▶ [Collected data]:
PR #615, opened 2017-05-11
Update Jackson v2.6.7

muga:
This PR upgrades Jackson v2.6.7 for Embulk. Latest version of Jackson is v2.8 but, since Jackson is one of fundamental libraries, we've been gradually upgrading it.


muga:

muga:
@dmikurube Thank you for reviewing. I confirmed that my plugin by jackson 2.5.3 works fine for this Embulk by jackson 2.6.7. If plugins by jackson 2.7 or 2.8 exist, they don't work but, we don't receive such issue tickets. So, I think that it should be ok.

muga:
Merged.

PR #617, opened 2017-05-13
Add test/mri/date/test_date_strptime.rb for #611

muga:
This PR ports test/mri/date/test_date_strptime.rb from JRuby. Because we need to confirm #611 's  `RubyDateParser` behavior is correct or not after #611. It's better to add this test in advance. 

I skipped `test_sz` in the test_date_strptime.rb because the spec is unstable and doesn't pass with our JRuby 9.1.5.0.


muga:

muga:
Thank you-!

Issue #529, opened 2017-01-10
use nanosec for ExecSession timestamp


ukisoft:
Using embulk, sometimes there is error because session are same.
So, I would like to use nanosec for ExecSession timestamp.

I found TODO. Could I know when it will be improved?

https://github.com/embulk/embulk/blob/d807e6aaae9bb02b71d9aae355b1298356ed26b5/embulk-core/src/main/java/org/embulk/spi/ExecSession.java
```
        public ExecSession build()
        {
            if (transactionTime == null) {
                transactionTime = Timestamp.ofEpochMilli(System.currentTimeMillis());  // TODO get nanoseconds for default
            }
            return new ExecSession(injector, transactionTime, Optional.fromNullable(loggerFactory));
        }
```

hiroyuki-sato:
Could you tell me more detail about the same session error?
Do you have any logs about it?

I asked about @frsyuki this issue.  
He said that nanoseconds are better than milli seconds.
But there is no method like `System.currentTimeMillis` for nano seconds.

ukisoft:
Thank you for your comment.

I use embulk from MySQL to Treasure Data with digdag.
And I'm sorry, I use embulk on my company, so I can't give you our full logs.
Instead of that, I copied some logs at end of this message.
I hope it helps you to improve embulk.

Anyway, I asked also Treasure Data support officer before about it.
Fortunately they answered last week, and they recommend session configuration of td plugin: https://github.com/treasure-data/embulk-output-td.

I will try it. Thank you.


Logs are like this. 
Session is dummy, but it seems that same session caused errors.

----- first embulk log partially -----
2016-11-07 06:45:13.817 +0900 [INFO] (0001:transaction): Create bulk_import session embulk_20161106_123456_789000000
2016-11-07 06:45:14.152 +0900 [INFO] (0001:transaction): {done:  0 / 1, running: 0}
2016-11-07 06:45:14.367 +0900 [INFO] (0001:transaction): {done:  1 / 1, running: 0}
2016-11-07 06:45:19.563 +0900 [INFO] (0001:cleanup): Deleting bulk import session 'embulk_20161106_123456_789000000'
org.embulk.exec.PartialExecutionException: com.treasuredata.client.TDClientHttpNotFoundException: [TARGET_NOT_FOUND] [404:Not Found] API request to /v3/bulk_import/show/embulk_20161106_123456_789000000 has failed: Resource not found

----- second embulk log partially -----
[...]

PR #641, opened 2017-05-19
[RFC/WIP] ExecSession.getTransactionUniqueName

hiroyuki-sato:
I roughly implement `ExecSession.getTransactionUniqueName`
How do you think this idea?

This issue may solve #529.

First I read [this comment](https://github.com/embulk/embulk/issues/529#issuecomment-274415533) and I knew it's embulk-output-td issue.
Today I read this line.
Oh!, It needs `ExecSession.getTransactionUniqueName()` method.
That's why I implement it.

It returns a random session string like `20170519_053301_000000000_mrh0tkfs45tp5`. 
(Maybe, I don't how to test this code yet)
This is temporary implementation. Because if we update Java8, we can use nanosec. 

https://github.com/treasure-data/embulk-output-td/blob/master/src/main/java/org/embulk/output/td/TdOutputPlugin.java#L576

```java
  Timestamp time = exec.getTransactionTime(); // TODO implement Exec.getTransactionUniqueName()
  return String.format("embulk_%s_%09d",
          DateTimeFormat.forPattern("yyyyMMdd_HHmmss").withZoneUTC().print(time.getEpochSecond() * 1000),
          time.getNano());
```

Ref:  [Twitter](https://twitter.com/nora96o/status/865121937248223232)

### DIFF
--- a/embulk-core/src/main/java/org/embulk/spi/ExecSession.java
+++ b/embulk-core/src/main/java/org/embulk/spi/ExecSession.java
@@ -1,6 +1,7 @@
 package org.embulk.spi;
 
 import org.joda.time.DateTimeZone;
+import org.joda.time.format.DateTimeFormat;
 import org.slf4j.Logger;
 import org.slf4j.ILoggerFactory;
 import com.google.common.base.Optional;
@@ -22,6 +23,10 @@ import org.embulk.spi.time.Timestamp;
 import org.embulk.spi.time.TimestampFormatter;
 import org.embulk.spi.time.TimestampFormatter.FormatterTask;
 
+import java.math.BigInteger;
+import java.security.SecureRandom;
+import java.util.Locale;
+
 public class ExecSession
 {
     private final Injector injector;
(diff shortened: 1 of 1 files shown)


muga:
@hiroyuki-sato Thank you for investigating and suggesting. 

It seems, the root cause of the problem is that embulk-output-td's session names are duplicated so, I think that embulk-output-td should fix this issue by using random string that you mentioned or UUID or something.

hiroyuki-sato:
@muga Thank you for your comment. 

Here is my understanding. Is this correct?. If so, I'll close this issue.

* The core doesn't provide `ExecSession.getTransactionUniqueName` at this time. 
* If we update to Java8, we can use nanoseconds time. The`ExecSession.getTransactionTime` return high precision time.

muga:
@hiroyuki-sato Personally it's good to support `unique_transaction_name` in Embulk and embulk-output-td uses the unique name as bulk_import session name but, Embulk doesn't suport the parameter for now. So, I'll try to fix it in embulk-output-td as workaround.

I also think that it's good to pass the value from an external tool to Embulk like workflow or something personally. We need to discuss about the design but.

hiroyuki-sato:
@muga 
Thank you for your comment. 
I just wanted to ask your opinion for future development.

▶ [HOW TO COMPLETE THIS TASK]: Look through the records and copy every line that has the word "DateTimeFormat".

▶ [EXPECTED ANSWER]:
          DateTimeFormat.forPattern("yyyyMMdd_HHmmss").withZoneUTC().print(time.getEpochSecond() * 1000),
+import org.joda.time.format.DateTimeFormat;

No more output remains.